§ Goal of the exercise
What is needed is an exact copy of all the records, written out in full.

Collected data

PR #1522, opened 2020-12-06
a try at making PRINTF_FORMAT less error-prone

UncombedCoconut:
The last PR left a weird situation where PRINTF_FORMAT( fmt_arg_index, va_list_index ) could go wrong if you included "attributes.h" before <stdio.h>.
I never found a perfect answer, but this seems OK: (1) put it with nsnprintf in in nstring.h, (2) nstring.h includes stdio.h, (3) we stop having Autotools builds pre-include "attributes.h" because I don't think it makes sense. (This was never set up for Meson.)

### DIFF
--- a/configure.ac
+++ b/configure.ac
@@ -347,7 +347,7 @@ case "$host" in
 esac
 
 # global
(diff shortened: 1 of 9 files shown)


bobbens:
Thanks!

PR #1524, opened 2020-12-06
IDEA: Add unit tests run by initialized Naev binary.

UncombedCoconut:
This is a trivial example of what such a mode can do.
Less trivially we could consider running the extras/autotests.lua script and checking some XML stuff.
(Why XML stuff? I'd like to silence the warnings when using libxml2+Windows+PRIu64, but also to prove that's not a deadly mistake.)
Open question: should any of this stuff get cut out of release builds, like the other dev modes do? (Unit testing a release build sounds like a good idea.)
Open question: even if we do this, is this the structure we want or should tests be off to the side somewhere?


bobbens:
One thing I would consider would be to directly have a different binary for unit testing. Something like `./naevtest` which would use the same object files, just a completely different `main(...)` that would run tests, since I don't see any reason to actually have this functionality baked into the base game. I think the main reason for using it would likely to be adding more tests to CI. Furthermore, this would also allow testing release and debugging mode separately depending on what flags it is compiled with.

UncombedCoconut:
That would also let us figure out how fully we really care about initializing Naev, and bypass user configs. Sharing object files also sounds good -- no conditional compilation, just let the linker strip out unused `unittest_` functions from Naev if it's able.
So I'm sold.
I suppose this would also make the "Reached main menu" test a total side issue. Converting it to a unit test under a separate main() doesn't make sense. A separate change making it a CI step (to catch bad PRs but not bother distro pacakgers), or outright removing it, might.

UncombedCoconut:
I hope to come back to this after reassessing. In the meantime, this doesn't need to be in the queue.

PR #1527, opened 2020-12-06
Fix issues compiling using autotools in older GCC versions

ProjectSynchro:
Some older gcc versions will default to c99, and since there's some code that's gnu11 it will fail to build.

This allows builds with the steam runtime without passing any std flags in CFLAGS..


bobbens:
Thanks!

PR #1528, opened 2020-12-07
"Fix" libxml2/MinGW warnings with Dvaered engineering. (After testing, I don't think they're bugs, and they're noisy enough to hide actual bugs.)

UncombedCoconut:
The caveat: that "testing" was under Wine with the DLL coming from my system's mingw-w64-libxml2 package.
Shouldn't matter, but might?
If we add asprintf() later, we can replace the xmlTextWriterWriteFormat* calls with a smarter macro and sidestep all of this crap. That sounds like 0.9 work to me.

### DIFF
--- a/src/nxml.h
+++ b/src/nxml.h
@@ -9,6 +9,17 @@
 
 #include <errno.h>
 
+#ifdef __MINGW64_VERSION_MAJOR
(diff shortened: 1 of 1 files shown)


bobbens:
OH GAWD WHAT IS GOING ON?!?!?! (Thanks)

§ Response area
PR #1522, opened 2020-12-06
a try at making PRINTF_FORMAT less error-prone

UncombedCoconut:
The last PR left a weird situation where PRINTF_FORMAT( fmt_arg_index, va_list_index ) could go wrong if you included "attributes.h" before <stdio.h>.
I never found a perfect answer, but this seems OK: (1) put it with nsnprintf in in nstring.h, (2) nstring.h includes stdio.h, (3) we stop having Autotools builds pre-include "attributes.h" because I don't think it makes sense. (This was never set up for Meson.)

### DIFF
--- a/configure.ac
+++ b/configure.ac
@@ -347,7 +347,7 @@ case "$host" in
 esac
 
 # global
(diff shortened: 1 of 9 files shown)


bobbens:
Thanks!

PR #1524, opened 2020-12-06
IDEA: Add unit tests run by initialized Naev binary.

UncombedCoconut:
This is a trivial example of what such a mode can do.
Less trivially we could consider running the extras/autotests.lua script and checking some XML stuff.
(Why XML stuff? I'd like to silence the warnings when using libxml2+Windows+PRIu64, but also to prove that's not a deadly mistake.)
Open question: should any of this stuff get cut out of release builds, like the other dev modes do? (Unit testing a release build sounds like a good idea.)
Open question: even if we do this, is this the structure we want or should tests be off to the side somewhere?


bobbens:
One thing I would consider would be to directly have a different binary for unit testing. Something like `./naevtest` which would use the same object files, just a completely different `main(...)` that would run tests, since I don't see any reason to actually have this functionality baked into the base game. I think the main reason for using it would likely to be adding more tests to CI. Furthermore, this would also allow testing release and debugging mode separately depending on what flags it is compiled with.

UncombedCoconut:
That would also let us figure out how fully we really care about initializing Naev, and bypass user configs. Sharing object files also sounds good -- no conditional compilation, just let the linker strip out unused `unittest_` functions from Naev if it's able.
So I'm sold.
I suppose this would also make the "Reached main menu" test a total side issue. Converting it to a unit test under a separate main() doesn't make sense. A separate change making it a CI step (to catch bad PRs but not bother distro pacakgers), or outright removing it, might.

UncombedCoconut:
I hope to come back to this after reassessing. In the meantime, this doesn't need to be in the queue.

PR #1527, opened 2020-12-06
Fix issues compiling using autotools in older GCC versions

ProjectSynchro:
Some older gcc versions will default to c99, and since there's some code that's gnu11 it will fail to build.

This allows builds with the steam runtime without passing any std flags in CFLAGS..


bobbens:
Thanks!

PR #1528, opened 2020-12-07
"Fix" libxml2/MinGW warnings with Dvaered engineering. (After testing, I don't think they're bugs, and they're noisy enough to hide actual bugs.)

UncombedCoconut:
The caveat: that "testing" was under Wine with the DLL coming from my system's mingw-w64-libxml2 package.
Shouldn't matter, but might?
If we add asprintf() later, we can replace the xmlTextWriterWriteFormat* calls with a smarter macro and sidestep all of this crap. That sounds like 0.9 work to me.

### DIFF
--- a/src/nxml.h
+++ b/src/nxml.h
@@ -9,6 +9,17 @@
 
 #include <errno.h>
 
+#ifdef __MINGW64_VERSION_MAJOR
(diff shortened: 1 of 1 files shown)


bobbens:
OH GAWD WHAT IS GOING ON?!?!?! (Thanks)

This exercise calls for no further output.